• [SUPPLIED DATA]:
PR #188, opened 2019-06-26
BTRX - 718 - Reviewer notification

LeoForconesi:
## Addresses
Please link to Jira ticket here
[BTRX-718](https://broadinstitute.atlassian.net/browse/BTRX-718) : ORSP - Include reviewer as recipient on any Reivew Edit 

## Changes
- Add the edit's user creator when a new edit is updated to project or consent
- If the edit is approved, rejected or a new request clarification is added, the creator of the edit will be notified.
- Fix Redirection bug on top-nav search box for consent groups
- Fix String mapping for security option in consent collection link "uncertain" option

## Testing
- Submit an edit suggestion on a project, then approve this edition. The user who has created the suggestion will receive an Edit Approval e-mail.

---


grails-app/controllers/org/broadinstitute/orsp/api/ClarificationController.groovy
```diff
@@ -23,8 +27,12 @@ class ClarificationController extends AuthenticatedController {
                 render([message: "Error saving comment"])
             }
 
+            IssueReview issueReview = issueReviewService.findByProjectKey(issue.projectKey)
             List<String> toAddresses = new ArrayList<>()
             String fromAddress = (String) getUser()?.emailAddress
+            if (issueReview != null) {
+                toAddresses.addAll(userService.findUser(issueReview.getEditCreatorName())?.emailAddress)
```
dags: add single email, no need for addAll.

grails-app/services/org/broadinstitute/orsp/IssueReviewService.groovy
```diff
@@ -1,5 +1,7 @@
 package org.broadinstitute.orsp
 
+import com.google.gson.Gson
+import grails.converters.JSON
```
dags: Removed unused imports

grails-app/services/org/broadinstitute/orsp/IssueReviewService.groovy
```diff
@@ -20,7 +22,8 @@ class IssueReviewService {
             ir.delete(flush: true)
         }
         if (type == 'reject') {
-            notifyService.sendEditsDisapprovedNotification(Issue.findByProjectKey(ir.projectKey))
+            String editCreatorName = ir.getEditCreatorName()
+            notifyService.sendEditsDisapprovedNotification(Issue.findByProjectKey(ir.projectKey), editCreatorName)
```
dags: Could use ir.getEditCreatorName() directly in the request

grails-app/controllers/org/broadinstitute/orsp/api/ClarificationController.groovy
```diff
@@ -23,8 +27,12 @@ class ClarificationController extends AuthenticatedController {
                 render([message: "Error saving comment"])
             }
 
+            IssueReview issueReview = issueReviewService.findByProjectKey(issue.projectKey)
             List<String> toAddresses = new ArrayList<>()
             String fromAddress = (String) getUser()?.emailAddress
+            if (issueReview != null) {
+                toAddresses.add(userService.findUser(issueReview.getEditCreatorName())?.emailAddress)
```
rushtong: This could add a null value to the list. I think you'd want to filter those out.

grails-app/services/org/broadinstitute/orsp/NotifyService.groovy
```diff
@@ -657,12 +657,14 @@ class NotifyService implements SendgridSupport, Status {
         sendMail(mail, getApiKey(), getSendGridUrl())
     }
 
-    Map<Boolean, String> sendEditsApprovedNotification(Issue issue) {
+    Map<Boolean, String> sendEditsApprovedNotification(Issue issue, String editCreatorName) {
         String type = issue.type.equals(IssueType.CONSENT_GROUP.getName()) ? "Consent Group" : "Project"
+        User editCreator = userService.findUser(editCreatorName)
```
rushtong: Looking through the code path here, `editCreatorName` could be null.

grails-app/services/org/broadinstitute/orsp/NotifyService.groovy
```diff
@@ -673,12 +675,14 @@ class NotifyService implements SendgridSupport, Status {
         sendMail(mail, getApiKey(), getSendGridUrl())
     }
 
-    Map<Boolean, String> sendEditsDisapprovedNotification(Issue issue) {
+    Map<Boolean, String> sendEditsDisapprovedNotification(Issue issue, String editCreatorName) {
         String type = issue.type?.equals(IssueType.CONSENT_GROUP.getName()) ? "Consent Group" : "Project"
+        User editCreator = userService.findUser(editCreatorName)
```
rushtong: Ditto here.

grails-app/controllers/org/broadinstitute/orsp/api/ClarificationController.groovy
LeoForconesi: I solved iit this way: 
https://github.com/broadinstitute/orsp-pub/pull/188/files#diff-8940ab54e457fae2a2f136b13aa6c6d0R32

grails-app/services/org/broadinstitute/orsp/NotifyService.groovy
LeoForconesi: Solved in a similar way as clarificationRequest Controller -> 
https://github.com/broadinstitute/orsp-pub/pull/188/files#diff-0401de3e18519430c4c05ee635382da1R666

LeoForconesi:
@greg could you please check this again?

grails-app/services/org/broadinstitute/orsp/NotifyService.groovy
```diff
@@ -673,12 +674,13 @@ class NotifyService implements SendgridSupport, Status {
...
     }
 
-    Map<Boolean, String> sendEditsDisapprovedNotification(Issue issue) {
+    Map<Boolean, String> sendEditsDisapprovedNotification(Issue issue, String editCreatorName) {
         String type = issue.type?.equals(IssueType.CONSENT_GROUP.getName()) ? "Consent Group" : "Project"
         User user = userService.findUser(issue.reporter)
         NotifyArguments arguments =
                 new NotifyArguments(
                         toAddresses: Collections.singletonList(user.emailAddress),
+                        ccAddresses: editCreatorName != null ? Collections.singletonList(userService.findUser(editCreatorName).emailAddress) : [""],
```
rushtong: Note that this only works because we do a lot of validation on recipients here:
```
    private List<String> filterRecipients(Collection<String> recipients) {
        if (recipients?.contains(ORSP_ADDRESS)) {
            recipients -= ORSP_ADDRESS
            recipients += getOrspSpecialRecipients()
        }
        if (recipients != null) {
            recipients.toSet()
            recipients -= null
            recipients.toList()
        } else {
            Collections.emptyList()
        }
    }
```
TOL ... (thinking out loud) ... would it be better to just pass an empty array in the null case instead of an array with an empty string value?

rushtong: The more I ponder this, the more I think passing an empty array makes more semantic sense. Your code should never try to send an email to `""` ... and that's what this code is saying.

LeoForconesi: Makes sense. As you suggested, this condition returns an empty array for null case. I did a local test round and it works good.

• [WHAT TO PRODUCE]: Write out the data exactly as it stands.

• [SOLUTION FOR THIS EXERCISE]:
PR #188, opened 2019-06-26
BTRX - 718 - Reviewer notification

LeoForconesi:
## Addresses
Please link to Jira ticket here
[BTRX-718](https://broadinstitute.atlassian.net/browse/BTRX-718) : ORSP - Include reviewer as recipient on any Reivew Edit 

## Changes
- Add the edit's user creator when a new edit is updated to project or consent
- If the edit is approved, rejected or a new request clarification is added, the creator of the edit will be notified.
- Fix Redirection bug on top-nav search box for consent groups
- Fix String mapping for security option in consent collection link "uncertain" option

## Testing
- Submit an edit suggestion on a project, then approve this edition. The user who has created the suggestion will receive an Edit Approval e-mail.

---


grails-app/controllers/org/broadinstitute/orsp/api/ClarificationController.groovy
```diff
@@ -23,8 +27,12 @@ class ClarificationController extends AuthenticatedController {
                 render([message: "Error saving comment"])
             }
 
+            IssueReview issueReview = issueReviewService.findByProjectKey(issue.projectKey)
             List<String> toAddresses = new ArrayList<>()
             String fromAddress = (String) getUser()?.emailAddress
+            if (issueReview != null) {
+                toAddresses.addAll(userService.findUser(issueReview.getEditCreatorName())?.emailAddress)
```
dags: add single email, no need for addAll.

grails-app/services/org/broadinstitute/orsp/IssueReviewService.groovy
```diff
@@ -1,5 +1,7 @@
 package org.broadinstitute.orsp
 
+import com.google.gson.Gson
+import grails.converters.JSON
```
dags: Removed unused imports

grails-app/services/org/broadinstitute/orsp/IssueReviewService.groovy
```diff
@@ -20,7 +22,8 @@ class IssueReviewService {
             ir.delete(flush: true)
         }
         if (type == 'reject') {
-            notifyService.sendEditsDisapprovedNotification(Issue.findByProjectKey(ir.projectKey))
+            String editCreatorName = ir.getEditCreatorName()
+            notifyService.sendEditsDisapprovedNotification(Issue.findByProjectKey(ir.projectKey), editCreatorName)
```
dags: Could use ir.getEditCreatorName() directly in the request

grails-app/controllers/org/broadinstitute/orsp/api/ClarificationController.groovy
```diff
@@ -23,8 +27,12 @@ class ClarificationController extends AuthenticatedController {
                 render([message: "Error saving comment"])
             }
 
+            IssueReview issueReview = issueReviewService.findByProjectKey(issue.projectKey)
             List<String> toAddresses = new ArrayList<>()
             String fromAddress = (String) getUser()?.emailAddress
+            if (issueReview != null) {
+                toAddresses.add(userService.findUser(issueReview.getEditCreatorName())?.emailAddress)
```
rushtong: This could add a null value to the list. I think you'd want to filter those out.

grails-app/services/org/broadinstitute/orsp/NotifyService.groovy
```diff
@@ -657,12 +657,14 @@ class NotifyService implements SendgridSupport, Status {
         sendMail(mail, getApiKey(), getSendGridUrl())
     }
 
-    Map<Boolean, String> sendEditsApprovedNotification(Issue issue) {
+    Map<Boolean, String> sendEditsApprovedNotification(Issue issue, String editCreatorName) {
         String type = issue.type.equals(IssueType.CONSENT_GROUP.getName()) ? "Consent Group" : "Project"
+        User editCreator = userService.findUser(editCreatorName)
```
rushtong: Looking through the code path here, `editCreatorName` could be null.

grails-app/services/org/broadinstitute/orsp/NotifyService.groovy
```diff
@@ -673,12 +675,14 @@ class NotifyService implements SendgridSupport, Status {
         sendMail(mail, getApiKey(), getSendGridUrl())
     }
 
-    Map<Boolean, String> sendEditsDisapprovedNotification(Issue issue) {
+    Map<Boolean, String> sendEditsDisapprovedNotification(Issue issue, String editCreatorName) {
         String type = issue.type?.equals(IssueType.CONSENT_GROUP.getName()) ? "Consent Group" : "Project"
+        User editCreator = userService.findUser(editCreatorName)
```
rushtong: Ditto here.

grails-app/controllers/org/broadinstitute/orsp/api/ClarificationController.groovy
LeoForconesi: I solved iit this way: 
https://github.com/broadinstitute/orsp-pub/pull/188/files#diff-8940ab54e457fae2a2f136b13aa6c6d0R32

grails-app/services/org/broadinstitute/orsp/NotifyService.groovy
LeoForconesi: Solved in a similar way as clarificationRequest Controller -> 
https://github.com/broadinstitute/orsp-pub/pull/188/files#diff-0401de3e18519430c4c05ee635382da1R666

LeoForconesi:
@greg could you please check this again?

grails-app/services/org/broadinstitute/orsp/NotifyService.groovy
```diff
@@ -673,12 +674,13 @@ class NotifyService implements SendgridSupport, Status {
...
     }
 
-    Map<Boolean, String> sendEditsDisapprovedNotification(Issue issue) {
+    Map<Boolean, String> sendEditsDisapprovedNotification(Issue issue, String editCreatorName) {
         String type = issue.type?.equals(IssueType.CONSENT_GROUP.getName()) ? "Consent Group" : "Project"
         User user = userService.findUser(issue.reporter)
         NotifyArguments arguments =
                 new NotifyArguments(
                         toAddresses: Collections.singletonList(user.emailAddress),
+                        ccAddresses: editCreatorName != null ? Collections.singletonList(userService.findUser(editCreatorName).emailAddress) : [""],
```
rushtong: Note that this only works because we do a lot of validation on recipients here:
```
    private List<String> filterRecipients(Collection<String> recipients) {
        if (recipients?.contains(ORSP_ADDRESS)) {
            recipients -= ORSP_ADDRESS
            recipients += getOrspSpecialRecipients()
        }
        if (recipients != null) {
            recipients.toSet()
            recipients -= null
            recipients.toList()
        } else {
            Collections.emptyList()
        }
    }
```
TOL ... (thinking out loud) ... would it be better to just pass an empty array in the null case instead of an array with an empty string value?

rushtong: The more I ponder this, the more I think passing an empty array makes more semantic sense. Your code should never try to send an email to `""` ... and that's what this code is saying.

LeoForconesi: Makes sense. As you suggested, this condition returns an empty array for null case. I did a local test round and it works good.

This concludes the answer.